Another factor to keep in mind is that even if you did allegedly suffer from a pre-existing “injury”, any aggravation/exacerbation of an injury is also compensable, provided work is the main contributing factor.
So, if you can show/prove through for example your medical file (from your GP) that you have never complained of shoulder pain before, then you surely have a good case. If your orthopedic surgeon believes your injury is work related, based on what you tell him, again you have a good case. Your surgeon will be able to see inside your shoulder (i.e with MRI or arthroscopy) and provide irrefutable evidence. If need be go and see an orthopedic surgeon privately or via medicare.

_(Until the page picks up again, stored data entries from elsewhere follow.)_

PR #5912, opened 2026-01-15
[Lint]Style: Convert `vllm-ascend/` to ruff format(Batch #1)

MrZ20:
Convert `vllm-ascend/compilation` to ruff format.

During this migration, we encountered some **errors** in our CI and testing environments, such as:
```
vllm_ascend/utils.py:653: in <module>
    def register_ascend_customop(vllm_config: VllmConfig | None = None):
                                              ^^^^^^^^^^^^^^^^^
E   TypeError: unsupported operand type(s) for |: 'NoneType' and 'NoneType'
```

**1. Root Cause Analysis:**
The project uses a common pattern to break circular dependencies:
```python
if TYPE_CHECKING:
    from vllm.config import VllmConfig
else:
    VllmConfig = None  # Placeholder assigned at runtime
```
When Python parses the function definition `def register_ascend_customop(vllm_config: VllmConfig | None)`, it attempts to evaluate the expression `VllmConfig | None`.
Since `VllmConfig` is assigned `None` at runtime, the expression effectively becomes `None | None`. In Python, `None` is an instance of `NoneType`. While the `|` operator is implemented for Type objects (classes), it is not supported for `NoneType` instances, leading to the `TypeError` shown above.

**2. Solution:**
To maintain the modern `|` syntax required by our new linting standards while preserving our dependency management strategy, I have introduced:
```python
from __future__ import annotations
```
at the top of the affected files. This enables **Postponed Evaluation of Annotations (PEP 563)**.

**3. Impact and Benefits:**
- By enabling `annotations`, Python no longer executes the `VllmConfig | None` operation during module load. Instead, it stores the annotation as a string literal, completely avoiding the `None | None` calculation.
- We can keep the `VllmConfig = None` placeholders. This ensures that other modules can still import these symbols without triggering an `ImportError`, maintaining a stable dependency graph.
- IDEs and static type checkers (MyPy/Pyright) continue to resolve the types correctly. This allows us to use modern syntax without sacrificing type safety or runtime stability.
- The only side effect is that `__annotations__` will now return strings instead of type objects. Since this module does not use runtime type enforcement or reflection, this change has zero negative impact on existing functionality.

- vLLM version: v0.13.0

### DIFF
--- a/vllm_ascend/platform.py
+++ b/vllm_ascend/platform.py
@@ -15,6 +15,8 @@
 # This file is a part of the vllm-ascend project.
 #
 
+from __future__ import annotations
+
 import math
 import os
 from typing import TYPE_CHECKING, Any
--- a/vllm_ascend/utils.py
+++ b/vllm_ascend/utils.py
@@ -17,6 +17,8 @@
 # Adapted from vllm-project/vllm/vllm/worker/worker.py
 #
 
+from __future__ import annotations
+
 import atexit
 import functools
 import math


Potabk:
LGTM if full CI passed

Did you go and see a doctor straight after your injury? If so, surely the notes on file should suffice to prove the date of the injury (at work)? Was there a witness (i.e. colleague, work mate) when you injured yourself? (again, you could ask for a witness statement). What about friends? Is there someone who can testify your whereabouts shortly before your injury (i.e. you were not playing sport etc); statements from your spouse (never complained of shoulder pain before) etc etc.
The only other thing we strongly suggest is that you seek immediate legal advice: go to a reputable no win no fee law firm (first consultation is free) and get their advice on how to prepare the necessary evidence to appeal the decision at conciliation (in Vic), appeals tribunal (if in NSW) etc. Let us know in what state you reside and we can help guide you further in that regard.
Don’t lose hope! Many injured workers have their claim initially rejected, only to have them accepted at conciliation/appeal/ medical panel etc.